# Walthers' Life-Like buyout... good or bad?



## wiley2012 (Dec 8, 2012)

It had to be asked, since Life-Like was always one of my favorite railroad companies (probably because my first train set for starting my model railroad in 2000 was from Life-Like!)

What is your opinion on Walthers buying Life-Like Trains and Racing back in 2005?

For me, it's kind of variable.
Unlike Walthers, or Bachmann and Tyco (except Tyco's origins go back to Mantua), Life-Like never started out with model trains. It was a spinoff of Lifoam, and since their famous foam ice chests were more of a seasonal item, they needed to also make something that could be bought year round. Then they saw that model railroading was getting popular after World War II, so they decided to use their foam mastering to offer tunnels as well, before expanding to offer a variety of scenery products in the 1950s and 1960s (sort of like how Bachmann started out with building kits before evolving to what they are today.) Then they began to expand, offering rolling stock and building kits (this led to their infamous McDonald's building kit as well!) Then they purchased the old Varney line, began offering more accessories, and soon by the mid-1980s they became a worthy competitor of Bachmann, Tyco and AHM (during the 1970s and early 1980s, Bachmann and Tyco were the two really popular HO manufacturers in the industry.)
Life-Like's biggest periods of business were probably from the mid-1980s until after the 1990s.

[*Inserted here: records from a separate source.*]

Issue #9824, opened 2025-11-20
Rethink name_link join in name repository (and possibly item as well)


jmbrunskill:
## Background

Currently in the name repository, we're joining from `name` to `name_link` then left join to `name_store_join`.

This allows us to use the results of the query to return information such as `is_customer` on the name graphql query without extra lookups.

The same query also used for ProgramSupplier and CustomerSupplier requests that summaries available programs, this requires currently joining more tables...

## The problem

Any time we naively join `name` to `name_link` (it doesn't matter if its left or inner join) any merged names will return multiple database records.

E.g. if you have 

`Name B` is merged into `Name A`
Querying 
```
SELECT  n.id,n.name, nl.id as name_link_id, name_link.name_id
FROM name n 
JOIN name_link nl ON n.id = nl.name_id
WHERE n.id =  'name_a_id'
```
Returns 2 rows like this....

| n.id  | name  | name_link_id.id | name_id | 
| -------- | ------- | ------- | ------- |
| name_a_id | Name A | name_a_id | name_a_id|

During that time they were one of the big HO model railroading companies, along with Bachmann and Model Power, and their Proto 2000 products introduced in 1989 (as well as Proto 1000 introduced in 1998) were worthy competitors for Athearn, Kato and others.

So in 2005, Lifoam went and sold their Life-Like line, which had all started from an idea to keep their Lifoam company in business during the non-summer seasons, to Walthers, as they seemed like a more dedicated model railroad manufacturer. Some good stuff did come out of this...

There are still Life-Like HO train sets being offered, and are often great for model railroad beginners.
Many Life-Like building kits that have been made since the 1970s are still being made today. Their classic KFC building kit (endorsed by Colonel Sanders himself back in the 1970s!) is also still offered, too.
Walthers has the Life-Like SceneMaster line, which helps make them a good competitor to Bachmann, along with Woodland Scenics and their product line.
They have their "Scene Essentials" sets, somewhat reminiscent of their "Build-a-Scene" products of the 1980s and 1990s (but without the landscaping.)
They offer SceneMaster knuckle couplers that, with careful fitting/adjusting, can also be installed in older rolling stock and certain locomotives from other companies as well (such as Tyco/Mantua.)
Their Tyco-esque crossing gate is still offered, and is more affordable than Bachmann's (it looks even more like Tyco's version than the Bachmann version does!)
The Proto 2000 line is still offered under the Walthers Proto banner, along with some of the Proto 1000 products (there are also some Proto 1000 products under the Walthers Mainline banner.)

The bad stuff...
They do not offer any conventional track in nickel-silver, only steel. They are also planning on discontinuing their nickel-silver Power-Loc track.
They discontinued their high-quality N-gauge locomotives and rolling stock.
The "regular" Life-Like locomotives still use dated technology and mechanics from at least the 1980s.
Their "regular" train sets come with X2F/horn-hook couplers. I don't know any other companies that still use horn-hooks. For a while, they did offer the train sets with SceneMaster knuckle couplers already installed, but stopped doing so. (When I got my Freight Runner train set back in 2010, it had the horn-hook couplers, but I have since replaced them with knuckle couplers  )
A few of Life-Like's scenic HO-scale products (like some of their light-ups and signs) were rebranded for O-scale, even though they still have their original HO proportions!
The "Basics for Beginners" booklets haven't been updated for almost eight years now; only the 13th edition was issued at one point since Walthers's acquisition of Life-Like, and not all of their train sets include them. Those booklets are really handy for beginning model railroaders, even more serious hobbyists could find some of those tips useful!
If anything, Walthers is for some reason keeping Life-Like totally separate from their Trainllne series of products (Walthers could at least offer Power-Loc track with their Trainline sets! But then again, that may conflict with the "World's Greatest Hobby: Building Your First Model Railroad" instructional DVD included with their Trainline sets.)

Any comments/opinions?


----------



## RUSTY Cuda (Aug 28, 2012)

Did you say KFC kit, I gotta look for that, I worked there as a teen for a couple of years!


----------



## wiley2012 (Dec 8, 2012)

RUSTY Cuda said:


> Did you say KFC kit, I gotta look for that, I worked there as a teen for a couple of years!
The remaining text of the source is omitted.